Бывший фрондер, знаменитый полководец, Конде как нельзя лучше понимал истинные мотивы, которыми руководствовались враги Мольера как автора «Тартюфа». Почти одновременно с этою комедией итальянцы играли при дворе, и на той же сцене, «Скарамуша-пустынника». Здесь выведен, между прочим, монах.
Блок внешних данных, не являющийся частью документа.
Issue #3420, opened 2020-10-18
Panic on reopen Android app. ERROR_SURFACE_LOST_KHR


enfipy:
Short info header:
- GFX version: gfx-backend-vulkan-0.6.1
- OS: Android, Miui Global 11.0.6
- GPU: Vulkan

I'm not sure that the actual error is with `gfx-backend-vulkan` but the error links to this crate.

When I build an Android app with Wgpu - everything works well until I hide and reopen the app several times. After some time it just crashes with the following error: `thread '<unnamed>' panicked at 'Unable to query surface capabilities: ERROR_SURFACE_LOST_KHR', /Users/enfipy/.cargo/registry/src/github.com-1ecc6299db9ec823/gfx-backend-vulkan-0.6.1/src/window.rs:343:10`.

I think this can be a `winit` error but I'm not sure about it. I was able to reproduce the error with the hello_world example in [android-ndk-rs](https://github.com/rust-windowing/android-ndk-rs/tree/master/ndk-examples).

kvark:
We should make the Vulkan backend to expect this error and not panic on it.

PR #3754, opened 2021-05-09
Fix panic on Android app reopen

zakorgy:
Fixes https://github.com/gfx-rs/gfx/issues/3420
I still have to test this on Android. Also I wasn't sure that changing `capabilities` to return with a `Result` thus adding an API change would be the proper way to do this, so I just put some `default`s there.
PR checklist:

### DIFF
--- a/src/backend/vulkan/src/window.rs
+++ b/src/backend/vulkan/src/window.rs
@@ -249,11 +249,16 @@ impl w::Surface<Backend> for Surface {
     fn capabilities(&self, physical_device: &PhysicalDevice) -> w::SurfaceCapabilities {
         // Capabilities
         let caps = unsafe {
-            self.raw
+            match self.raw
                 .functor
                 .get_physical_device_surface_capabilities(physical_device.handle, self.raw.handle)
-        }
-        .expect("Unable to query surface capabilities");
+                {
+                    Ok(caps) => caps,
+                    #[cfg(target_os = "android")]
+                    Err(vk::Result::ERROR_SURFACE_LOST_KHR) => vk::SurfaceCapabilitiesKHR::default(),
+                    Err(e) => panic!("Unable to query surface capabilities {:?}", e),
+                }
+        };
 
         // If image count is 0, the support number of images is unlimited.
         let max_images = if caps.max_image_count == 0 {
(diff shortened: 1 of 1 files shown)


src/backend/vulkan/src/window.rs
```diff
@@ -249,11 +249,16 @@ impl w::Surface<Backend> for Surface {
...
-            self.raw
+            match self.raw
                 .functor
                 .get_physical_device_surface_capabilities(physical_device.handle, self.raw.handle)
-        }
-        .expect("Unable to query surface capabilities");
+                {
+                    Ok(caps) => caps,
+                    #[cfg(target_os = "android")]
+                    Err(vk::Result::ERROR_SURFACE_LOST_KHR) => vk::SurfaceCapabilitiesKHR::default(),
```
Gordon-F, line 258: It would be great to log some warning here. And in other places with same logic.

src/backend/vulkan/src/window.rs
```diff
@@ -308,11 +318,15 @@ impl w::Surface<Backend> for Surface {
...
-            self.raw
+            match self.raw
                 .functor
-                .get_physical_device_surface_formats(physical_device.handle, self.raw.handle)
-        }
-        .expect("Unable to query surface formats");
+                .get_physical_device_surface_formats(physical_device.handle, self.raw.handle) {
+                    Ok(formats) => formats,
+                    #[cfg(target_os = "android")]
+                    Err(vk::Result::ERROR_SURFACE_LOST_KHR) => return None,
```
kvark, line 326: This is a bit more tricky, unfortunately. `None` result means that all formats are supported. Is this really what we want to report if the surface is lost? I think returning `Some(Vec::new())` would be a little better

src/backend/vulkan/src/window.rs
```diff
@@ -308,11 +318,15 @@ impl w::Surface<Backend> for Surface {
...
         let raw_formats = unsafe {
-            self.raw
+            match self.raw
                 .functor
-                .get_physical_device_surface_formats(physical_device.handle, self.raw.handle)
-        }
-        .expect("Unable to query surface formats");
+                .get_physical_device_surface_formats(physical_device.handle, self.raw.handle) {
+                    Ok(formats) => formats,
+                    #[cfg(target_os = "android")]
```
kvark, line 325: let's not have this on Android only, let's have this everywhere

src/backend/vulkan/src/window.rs
```diff
@@ -284,11 +289,16 @@ impl w::Surface<Backend> for Surface {
...
         let raw_present_modes = unsafe {
-            self.raw
+            match self.raw
                 .functor
                 .get_physical_device_surface_present_modes(physical_device.handle, self.raw.handle)
-        }
-        .expect("Unable to query present modes");
+                {
+                    Ok(present_modes) => present_modes,
+                    #[cfg(target_os = "android")]
```
kvark, line 297: same here, we can have this code on all platforms

src/backend/vulkan/src/window.rs
```diff
@@ -284,11 +289,16 @@ impl w::Surface<Backend> for Surface {
...
+                    Err(vk::Result::ERROR_SURFACE_LOST_KHR) => vec![vk::PresentModeKHR::default()],
```
kvark, line 298: would it make sense to return an empty vector here?

kvark (changes requested):
Thank you for addressing this!
We'll need one more iteration on the code :)

kvark (approved):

Он забирается в полночь в комнату замужней женщины и, появляясь от времени до времени в окне, благочестиво замечает: «Это для умерщвления плоти!»…
– Я хотел бы знать, – сказал по поводу этого король, – почему все скандализируются так пьесой Мольера и не говорят ни слова о «Скарамуше»?
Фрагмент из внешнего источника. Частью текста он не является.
PR #3756, opened 2021-05-11
External memory feature for Vulkan backend

Uniformbuffer3:
Hi, i have implemented the external memory functions for the Vulkan backend. 
This is a work in progress and i would like to know your opinion about it, especially about the api.
I have also written a test program (that it is not in the pr), that i use to test these functions. If you want i could upload it somewhere or introduce it as a reproducible test for this feature. As the tests will succeed, i will update the list below. Unfortunately i can test it only from a linux prospective.

Thanks for the dedicated time,
Have a good day

Compile test:
- [x] Linux
- [x] Windows
- [x] Android
- [x] Wasm32
- [ ] MacOS
- [ ] iOS

Test application: https://github.com/Uniformbuffer3/gfx_external_memory_test
The test application will try to:
- Create external memory (will also be wrote some data inside)
- Export that memory
- Re-import that memory
- Check if the data inside the re-imported memory is the same as the one wrote in the first phase

The test application will try to use a subgroup of this function if the system does not support the whole iteration.

Legend:
:heavy_check_mark: : Passed
:x: : Failed
:fast_forward: : Skipped (due to previous failed test or because unsupported by the system)

**Linux Intel Haswell Vulkan driver:**
OPAQUE_FD
create_allocate_external_buffer:	:heavy_check_mark:
export_memory:				:heavy_check_mark:
import_external_buffer:			:heavy_check_mark:
data_check:					:heavy_check_mark:

DMA_BUF
create_allocate_external_buffer:	:heavy_check_mark:
export_memory:				:heavy_check_mark:
import_external_buffer:			:heavy_check_mark:
data_check:					:heavy_check_mark:

HOST_ALLOCATION
create_allocate_external_buffer::heavy_check_mark:
export_memory::heavy_check_mark:
import_external_buffer::heavy_check_mark:
data_check::heavy_check_mark:

HOST_MAPPED_FOREIGN_MEMORY
create_allocate_external_buffer:	:fast_forward:
export_memory:				:fast_forward:
import_external_buffer:			:fast_forward:
data_check:					:fast_forward:

**Linux Nvidia Maxwell (2° gen) Proprietary Vulkan driver:**
OPAQUE_FD
create_allocate_external_buffer::heavy_check_mark:
export_memory::heavy_check_mark:
import_external_buffer::heavy_check_mark:
data_check::heavy_check_mark:

DMA_BUF
create_allocate_external_buffer::fast_forward:
export_memory::fast_forward:
import_external_buffer::fast_forward:
data_check::fast_forward:

HOST_ALLOCATION
create_allocate_external_buffer::heavy_check_mark:
export_memory::heavy_check_mark:
import_external_buffer::heavy_check_mark:
data_check::heavy_check_mark:

HOST_MAPPED_FOREIGN_MEMORY
create_allocate_external_buffer::fast_forward:
export_memory::fast_forward:
import_external_buffer::fast_forward:
data_check::fast_forward:


src/hal/src/device.rs
```diff
@@ -714,6 +714,56 @@ pub trait Device<B: Backend>: fmt::Debug + Any + Send + Sync {
...
+    unsafe fn create_external_buffer(
+        &self,
+        external_memory_type_flags: external_memory::ExternalMemoryTypeFlags,
+        usage: buffer::Usage,
+        sparse: memory::SparseFlags,
+        size: u64,
+    ) -> Result<B::Buffer, external_memory::ExternalBufferCreateError>;
+
+    /// Allocate external memory
+    unsafe fn allocate_exportable_memory(
```
kvark, line 727: is this meant to be `exportable`? the comment says "external"

src/hal/src/device.rs
```diff
@@ -714,6 +714,56 @@ pub trait Device<B: Backend>: fmt::Debug + Any + Send + Sync {
...
+        &self,
+        external_memory_types: external_memory::ExternalMemoryTypeFlags,
```
kvark, line 729: let's call things consistently, the other place calls this `external_memory_type_flags`

src/hal/src/external_memory/fd.rs
```diff
@@ -0,0 +1,144 @@
...
+    }
+}
+
+#[cfg_attr(feature = "unstable", doc(cfg(unix)))]
+#[derive(Debug)]
+#[allow(non_camel_case_types)]
+/// External memory that rely on unix file descriptors
+pub enum ExternalMemoryFd {
+    /// Tmp
+    OPAQUE_FD(Fd, u64),
```
kvark, line 29: We should use the proper snake naming scheme

src/hal/src/external_memory/fd.rs
```diff
@@ -0,0 +1,144 @@
...
+    fn deref(&self) -> &Self::Target {
+        &self.0
+    }
+}
+
+#[cfg_attr(feature = "unstable", doc(cfg(unix)))]
+#[derive(Debug)]
+#[allow(non_camel_case_types)]
+/// External memory that rely on unix file descriptors
+pub enum ExternalMemoryFd {
```
kvark, line 27: let's move the external memory definitions (not tied to gfx) into a separate crate, like `src/auxil/external-memory`

kvark, line 27: Does it make sense to separate the different external memory types? Can there instead be one `enum` with both Unix FD's, DXGI handles, and Apple's IO surfaces?

src/hal/src/device.rs
```diff
@@ -714,6 +714,56 @@ pub trait Device<B: Backend>: fmt::Debug + Any + Send + Sync {
...
+    unsafe fn export_memory_as_fd(
+        &self,
+        external_memory_type: external_memory::ExternalMemoryFdType,
+        memory: &B::Memory,
+    ) -> Result<std::os::unix::io::RawFd, external_memory::ExternalMemoryExportError>;
+
+    #[cfg(any(windows))]
+    #[cfg_attr(feature = "unstable", doc(cfg(windows)))]
+    /// Export memory as windows handle
+    unsafe fn export_memory_as_handle(
```
kvark, line 755: There is quite a few new entry points and types. Is all of this necessary? Can we find a way to reduce the API surface to the minimum that would be sufficient?

src/hal/src/external_memory/mod.rs
```diff
@@ -0,0 +1,263 @@
...
+        external_memory_properties: ExternalMemoryProperties,
+    ) -> Self {
+        Self {
+            usage,
+            sparse,
+            external_memory_properties,
+        }
+    }
+    /// Is the queried configuration exportable
+    pub fn get_queried_buffer_usage(&self) -> crate::buffer::Usage {
```
kvark, line 53: Rust idiomatic style says we don't need `get_` prefix here (true for all accessors)

src/hal/src/external_memory/mod.rs
```diff
@@ -0,0 +1,263 @@
...
+    memory_type: ExternalMemoryType,
+    compatible_memory_types: ExternalMemoryTypeFlags,
+    export_from_imported_memory_types: ExternalMemoryTypeFlags,
+}
+impl ExternalMemoryProperties {
+    /// Constructor
+    pub fn new(
+        exportable: bool,
+        importable: bool,
+        dedicated_allocation: bool,
```
kvark, line 92: As an example of trying to reduce the API surface here, would it make sense to just limit the API to dedicated allocations only? This should be simpler, and yet I think it would cover all the cases at least Gecko cares about.

kvark (commented):
This is some grand work! Let's try to see how we can reduce the complexity (and associated parameters, such as maintenance cost, compile times, etc) while still keeping the use cases covered.

src/hal/src/external_memory/mod.rs
Uniformbuffer3: Assuming that every external memory would be a dedicated allocation would simplify a lot the API. Since they could not be suballocated, makes no sense to keep separated the functions for the creation of external buffer and external memory, so that the two functions that do this could be merged toghether while reducing the chance of wrong api utilization (so improving safety).

kvark: Wonderful. I hope you don't mind reducing the scope a bit here :)

Uniformbuffer3: No problem, i have already merged the functions and i'm working to fix all the other problems. I will push the new code soon

src/hal/src/external_memory/mod.rs
Uniformbuffer3: Right, sometime the java ghost of the past come back. I will change that

src/hal/src/device.rs
Uniformbuffer3: Yes, my bad. `allocate_external_memory` would be more correct. Now that the allocate memory and create buffer functions have been merged, the new function is called `create_allocate_external_buffer`.

src/hal/src/device.rs
Uniformbuffer3: Right. Corrected.

src/hal/src/external_memory/fd.rs
Uniformbuffer3: I had chosen this name patter so that it was matching with the `ExternalMemoryTypeFlags`, but i had not thought that the user will anyway build that type with something "subtype".into(), so matching name was not so relevant. With the new code a lot of "subtypes" has removed and every enum is using snake naming scheme.

src/hal/src/external_memory/fd.rs
Uniformbuffer3: Sure, done!

Uniformbuffer3: Since, with the new code, all platform specific functions have been merged, most of those "subtypes" are no more needed and they have been removed. There are a couple of types that are used in the vulkan backend to make possible some "match arms" to share code path, so reducing the code size. I will try to remove them too if possible.

src/hal/src/device.rs
Uniformbuffer3: With the new code the patform specific functions have been merged into the `export_memory` function. Now the whole external memory api is composed by 1 physical device function and 3 device function (2 of them are `Buffer` specific, so there will be 2 more for the `Image` counterpart). Maybe could be possible to pass both buffer or image to the same function using an enum, so that the same function could be used for both buffer and image. In this way there will be only 3 device functions.

src/hal/src/external_memory/mod.rs
Uniformbuffer3: The new code has been pushed. I have also modified the test application to match the new api. Since the new api is more concentrated and makes more integrated checks, the test application code has been reduced to 1/3 of the previous version, so this means the effort to use this feature has been greatly reduced.

src/backend/vulkan/src/conv.rs
```diff
@@ -623,3 +623,103 @@ pub fn map_vk_memory_heap_flags(flags: vk::MemoryHeapFlags) -> hal::memory::Heap
 
     hal_flags
 }
+
+use hal::external_memory;
+
+pub fn map_external_memory_handle_types(
+    flags: external_memory::ExternalMemoryTypeFlags,
+) -> vk::ExternalMemoryHandleTypeFlags {
+    let mut vk_flags = vk::ExternalMemoryHandleTypeFlags::empty();
```
kvark, line 632: if hal flags are 1:1 with Vulkan flags, we can just do `from_bits` without checking each individual bit

src/backend/vulkan/src/conv.rs
```diff
@@ -623,3 +623,103 @@ pub fn map_vk_memory_heap_flags(flags: vk::MemoryHeapFlags) -> hal::memory::Heap
...
+    if flags.contains(external_memory::ExternalMemoryTypeFlags::HOST_ALLOCATION) {
+        vk_flags |= vk::ExternalMemoryHandleTypeFlags::HOST_ALLOCATION_EXT;
+    }
+    if flags.contains(external_memory::ExternalMemoryTypeFlags::HOST_MAPPED_FOREIGN_MEMORY) {
+        vk_flags |= vk::ExternalMemoryHandleTypeFlags::HOST_MAPPED_FOREIGN_MEMORY_EXT;
+    }
+    vk_flags
+}
+/*
+pub fn map_vk_external_memory_handle_type_flags(
```
kvark, line 678: leftover code

src/backend/vulkan/src/physical_device.rs
```diff
@@ -248,7 +248,8 @@ impl PhysicalDeviceFeatures {
             | Features::MUTABLE_COMPARISON_SAMPLER
             | Features::MUTABLE_UNNORMALIZED_SAMPLER
             | Features::TEXTURE_DESCRIPTOR_ARRAY
-            | Features::BUFFER_DESCRIPTOR_ARRAY;
+            | Features::BUFFER_DESCRIPTOR_ARRAY
+            | Features::EXTERNAL_MEMORY;
```
kvark, line 252: Why are we exposing this unconditionally? It should be based off the presense of the extensions "DedicatedAllocation" and friends (everything that is required for external memory).

src/backend/vulkan/src/physical_device.rs
```diff
@@ -582,6 +583,18 @@ impl PhysicalDeviceInfo {
             requested_extensions.push(vk::KhrGetDisplayProperties2Fn::name()); // TODO NOT NEEDED, RIGHT?
         }
 
+        if requested_features.contains(Features::EXTERNAL_MEMORY) {
```
kvark, line 586: need to also check for `self.api_version`. Some of these extensions were promoted into core at some point, which means they may no longer be advertised.

src/backend/vulkan/src/physical_device.rs
```diff
@@ -889,6 +902,57 @@ impl adapter::PhysicalDevice<Backend> for PhysicalDevice {
             None
         };
 
+        let dedicated_allocation =
```
kvark, line 905: these all should be based on `requested_features` instead of `enabled_extensions`

src/backend/vulkan/src/physical_device.rs
```diff
@@ -1083,6 +1156,63 @@ impl adapter::PhysicalDevice<Backend> for PhysicalDevice {
...
+    fn query_external_buffer_properties(
+        &self,
+        usage: hal::buffer::Usage,
+        sparse: hal::memory::SparseFlags,
+        memory_type: hal::external_memory::ExternalMemoryType,
+    ) -> Result<
+        hal::external_memory::ExternalBufferProperties,
+        hal::external_memory::ExternalMemoryQueryError,
+    > {
+        let external_memory_capabilities_extension = match &self
```
kvark, line 1168: Let's not match on a reference. Instead, do ref binding, i.e. `Some(ref functor)`

src/backend/vulkan/src/physical_device.rs
```diff
@@ -1083,6 +1156,63 @@ impl adapter::PhysicalDevice<Backend> for PhysicalDevice {
...
+            .instance
+            .external_memory_capabilities
+        {
+            Some(functor) => functor,
+            _ => return Err(hal::external_memory::ExternalMemoryQueryError::UnsupportedFeature),
```
kvark, line 1173: I don't think this is necessary. We should just `unwrap()`.
This is a very low-level API. The only kind of errors we should be returning are ones that users can't expect.
In case of this, the user knows when they requested the `EXTERNAL_MEMORY` feature, hence they know when they can call this.

src/backend/vulkan/src/physical_device.rs
```diff
@@ -1083,6 +1156,63 @@ impl adapter::PhysicalDevice<Backend> for PhysicalDevice {
...
+            vk_mem_properties
+                .external_memory_features
+                .contains(vk::ExternalMemoryFeatureFlags::IMPORTABLE),
+            vk_mem_properties
+                .export_from_imported_handle_types
+                .contains(vk_external_memory_type),
+            memory_type,
+        );
+
+        Ok(hal::external_memory::ExternalBufferProperties::new(
```
kvark, line 1209: I suppose this function could then just return the structure instead of being `Result`

src/backend/vulkan/src/physical_device.rs
```diff
@@ -1287,6 +1426,7 @@ impl adapter::PhysicalDevice<Backend> for PhysicalDevice {
             performance_caveats: Default::default(),
             dynamic_pipeline_states: DynamicStates::all(),
             downlevel: DownlevelProperties::all_enabled(),
+            external_memory_limits: external_memory_limits,
```
kvark, line 1429: nit: `external_memory_limits,`

src/backend/vulkan/src/conv.rs
Uniformbuffer3: Right, it is no more needed. Removed.

src/backend/vulkan/src/physical_device.rs
Uniformbuffer3: Done!

src/backend/vulkan/src/physical_device.rs
Uniformbuffer3: Ok, so i will apply the change for every function returning `UnsupportedFeature`.

Uniformbuffer3: Done.

src/backend/vulkan/src/physical_device.rs
Uniformbuffer3: Corrected.

src/backend/vulkan/src/physical_device.rs
Uniformbuffer3: Done. I have found other instances where i made the same error, corrected them too.

src/hal/src/external_memory/mod.rs
```diff
@@ -0,0 +1,498 @@
...
+pub enum Resource<B: crate::Backend> {
+    /// Buffer
+    Buffer(B::Buffer),
+    /// Image
+    Image(B::Image),
+}
+
+/// External memory properties
+#[derive(Debug, PartialEq)]
+pub struct ExternalMemoryProperties {
```
kvark, line 22: should this be in bitflags? or are we anticipating other non-bit properties in the future?

src/hal/src/external_memory/mod.rs
```diff
@@ -0,0 +1,498 @@
...
+    /// Constructor
+    pub fn new(exportable: bool, importable: bool, exportable_from_imported: bool) -> Self {
+        Self {
+            exportable,
+            importable,
+            exportable_from_imported,
+        }
+    }
+    /// Is the queried configuration exportable
+    pub fn is_exportable(&self) -> bool {
```
kvark, line 37: I don't think we should go out of our way to encapsulate the immutability of these fields. Just follow the existing pattern. We have memory requirements, and they are returned just by value, with all the fields public.

src/hal/src/external_memory/mod.rs
```diff
@@ -0,0 +1,498 @@
...
+            ExternalMemory::HostMappedForeignMemory(ptr) => {
+                (ExternalMemoryType::HostMappedForeignMemory, ptr.into())
+            }
+        }
+    }
+}
+
+impl std::convert::TryFrom<(ExternalMemoryType, PlatformMemory)> for ExternalMemory {
+    type Error = &'static str;
+    fn try_from(tuple: (ExternalMemoryType, PlatformMemory)) -> Result<Self, Self::Error> {
```
kvark, line 386: Do we have to use `TryFrom` here? It seems to me that we are trying to fit into this trait for no apparent benefit.
Just having a method `fn from_platform(ty: ExternalMemoryType, pm: PlatformMemory) -> Result<Self, &'static str>` would be cleaner.

src/hal/src/external_memory/mod.rs
```diff
@@ -0,0 +1,498 @@
...
+
+#[cfg(windows)]
+impl std::convert::TryFrom<(ExternalMemoryType, Handle)> for ExternalMemory {
+    type Error = &'static str;
+    fn try_from(tuple: (ExternalMemoryType, Handle)) -> Result<Self, Self::Error> {
+        ExternalMemory::try_from((tuple.0, PlatformMemory::from(tuple.1)))
+    }
+}
+
+impl std::convert::TryFrom<(ExternalMemoryType, Ptr)> for ExternalMemory {
```
kvark, line 449: We don't need to implement all of these. If the user has a `Handle`, let them call `PlatformMemory::from` and just use the single way.

src/hal/src/external_memory/mod.rs
```diff
@@ -0,0 +1,498 @@
...
+    type Error = &'static str;
+    fn try_from(tuple: (ExternalMemoryType, Ptr)) -> Result<Self, Self::Error> {
+        ExternalMemory::try_from((tuple.0, PlatformMemory::from(tuple.1)))
+    }
+}
+
+bitflags::bitflags! {
+    /// Possible usages for an image.
+    pub struct ImageUsage: u32 {
```
kvark, line 458: can we just use the existing `hal::image::Usage` instead?

src/hal/src/external_memory/mod.rs
```diff
@@ -0,0 +1,498 @@
...
+        const BLIT_DST = (1 << 11);
+        /// Format can be filtered with VK_FILTER_LINEAR when being sampled
+        const SAMPLED_IMAGE_FILTER_LINEAR = (1 << 12);
+    }
+}
+
+#[cfg(any(target_os = "linux", target_os = "android"))]
+#[derive(Debug)]
+/// Drm format properties
+pub struct DrmFormatProperties {
```
kvark, line 491: Do we need to have it here? If it's a Vulkan/Linux-only structure and an entry point, can we just make them public in `gfx-backend-vulkan` instead of having them in gfx-hal?

src/hal/src/external_memory/mod.rs
```diff
@@ -0,0 +1,498 @@
...
+            importable: false,
+            exportable_from_imported: false,
+        }
+    }
+}
+
+bitflags!(
+    /// External memory type flags.
+    #[cfg_attr(feature = "serde", derive(Serialize, Deserialize))]
+    pub struct ExternalMemoryTypeFlags: u32 {
```
kvark, line 62: Can we move this into the `external-memory` crate? We'd want the gfx-hal interface to be platform-abstract, so the least we can do here is to encapsulate the `cfg()` stuff into a sub-crate.

src/hal/src/external_memory/mod.rs
Uniformbuffer3: Initially `ExternalMemoryProperties` got some other non boolean members, but due to the API shrink, they become useless and removed, but i hadn't noticed it can be turned into a bitflags. I will do that

src/hal/src/external_memory/mod.rs
Uniformbuffer3: I could move it to the Vulkan backend if you desire, i have wrote it in hal because OpenGL also got the possibility to use this feature, even if i'm not enough familiar to implement on it's backend. I know that this feature is used by current Wayland compositors to match the OpenGL image format with the drm/kms surfaces one. The Vulkan extension also states that it is equivalent to using 2 EGL extensions:
https://www.khronos.org/registry/vulkan/specs/1.2-extensions/man/html/VK_EXT_image_drm_format_modifier.html#_description

src/hal/src/external_memory/mod.rs
Uniformbuffer3: Done!

src/hal/src/external_memory/mod.rs
Uniformbuffer3: Since the structure has become a bitflag, that functions has been removed, they are no more needed.

src/hal/src/external_memory/mod.rs
Uniformbuffer3: Effectively your approach is much better and cleaner. Done!

src/hal/src/external_memory/mod.rs
Uniformbuffer3: Yes, they are not needed. Removed.

src/hal/src/external_memory/mod.rs
Uniformbuffer3: Yes, but some usages are missing. Since `hal::image::Usage` is a biflags, i could just add the missing usages without breaking the API. I will do that

src/hal/src/external_memory/mod.rs
Uniformbuffer3: Yes, i can move it, or, if you prefer, i could just remove `cfg()`s and just expose every memory type to every platforms (and makes the functions panic if a memory type is used on the wrong platform). The initial idea was to just expose what the target platform can support, so that the user simply cannot use the wrong memory type, but i understant that having all these `cfg()`s could be undesirable.

src/backend/vulkan/src/physical_device.rs
Uniformbuffer3: I didn't know that. I have fixed the external memory extensions and adjusted functions accordingly.

src/hal/src/external_memory/mod.rs
kvark: Basically what we want is gfx-hal having no cfg() switches. If this is supported on Vk and Gl, then let's make it an optional feature that just happens to be linux-only. Would it work?

src/hal/src/external_memory/mod.rs
kvark: Moving seems fine

src/hal/src/external_memory/mod.rs
kvark: The other functions don't need to care about this. Since gfx-hal is unsafe, it has a set of expectations for the users behavior. Functions like `create_image` would just not expect anything unusual. In addition, the flags will be documented about what contexts are applicable.

src/backend/dx11/src/device.rs
```diff
@@ -2461,6 +2461,30 @@ impl device::Device<Backend> for Device {
         // TODO
     }
 
+    unsafe fn set_display_power_state(
```
kvark: weird to see these changes here. Wrong rebase?

Uniformbuffer3: There was some conflicts that makes the github merge check to fail, so i have merged it with the master branch and solved the conflicts. Shouldn't I have?

kvark: Please rebase instead of merging

src/backend/vulkan/src/conv.rs
Uniformbuffer3: Done!

src/backend/vulkan/src/physical_device.rs
Uniformbuffer3: Look to works correctly now. Please notify me if you still detect the problem and i will fix it as soon as possible.

src/hal/src/external_memory/mod.rs
Uniformbuffer3: I thought that `hal::image::Usage` was the equivalent of `ImageUsage` i was using, but instead the right equivalent was `hal::format::ImageFeature` that is already present and it is now used instead. So `ImageUsage` does not exist anymore because it is no more needed.

src/hal/src/external_memory/mod.rs
Uniformbuffer3: `DrmFormatProperties` is now returned as part of `format::Properties` as `Vec<DrmFormatProperties>`. Cfg flags as been removed and if the platform it is not supported, the field will simply be an empty vec. This change has allowed to merge the required function into the already existing `PhysicalDevice::format_properties` so no new function on hal is required.

src/backend/dx11/src/device.rs
Uniformbuffer3: I'm sorry for the inconvenience, i hope i made the rebase correctly. If not, please notify me and will fix it as soon as possible.

kvark:
What's the status of the PR now?

Uniformbuffer3:
I have to test the part of the functions related to exporting and importing an image with a drm format modifier and improve the documentation. Then it should be ready for review. To fit the drm format modifier feature i have slightly changed the api, but the general behaviour is the same.

Uniformbuffer3:
I have moved all the structures/enums that has some `#[cfg(...)]` fields but one: `ExternalImageMemory`. Unfortunately it has the `DmaBuf` variant containing the `DrmFormatImageProperties` structure. That structure is defined as:
```
/// Description of drm format properties used to create an image using drm format modifier.
#[derive(Debug, Clone, PartialEq, Eq, Hash)]
pub struct DrmFormatImageProperties {
    /// Drm format modifier
    pub drm_modifier: format::DrmModifier,
    /// Plane subresource layouts
    pub plane_layouts: Vec<SubresourceFootprint>,
}
```
The problem is that it use the `SubresourceFootprint` structure that is an already existing one.
If i move both `ExternalImageMemory` and `DrmFormatImageProperties` to the auxiliary crate, `SubresourceFootprint` would not be available, so it does not compile.
The only solutions that come in my mind are:
- Move `SubresourceFootprint` too to an axiliary crate (not necessarily the external memory one)
- Made a copy of `SubresourceFootprint` with a different name, so that everything can be moved the auxiliary crate.
Can i ask you a suggestion about how could i solve this problem?

kvark:
Thank you for raising this up! It appears to me that making a copy of `SubresourceFootprint` is a fine way to proceed here.

kvark (approved):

– «Скарамуш» смеется над небом и над религией, до которых этим господам нет дела, но они не выносят Мольера, потому что он смеется над ними, – так ответил Людовику Конде, и нет основания сомневаться в точности сведений об этом разговоре. Мольер приводит его в своем предисловии к «Тартюфу».
Сочувствие Людовика XIV к Мольеру в эту пору приняло еще более широкий характер: он присвоил его труппе титул «Королевской». Это было уже слишком для врагов писателя. Их закулисные интриги и затаенная злоба выступают с этих пор наружу. Вероятно, с ведома и по внушению некоторых из противников Мольера некто Пьер Рулле, священник церкви Св. Варфоломея, написал памфлет, называя в нем автора «Тартюфа» «демоном, принявшим облик и одежду человека, отменным безбожником и вольнодумцем, какие только существовали когда-нибудь в минувшие столетия», и требовал сожжения его на костре. Такие меры перестали уже практиковаться в XVII веке с прежнею бесцеремонностью, но в 1666 году поэт Клод ле Пти был повешен на торговой площади Парижа за свое безбожное стихотворение, и враги Мольера могли рассчитывать добиться для него чего-нибудь подобного. Милость и расположение короля защитили его по-прежнему.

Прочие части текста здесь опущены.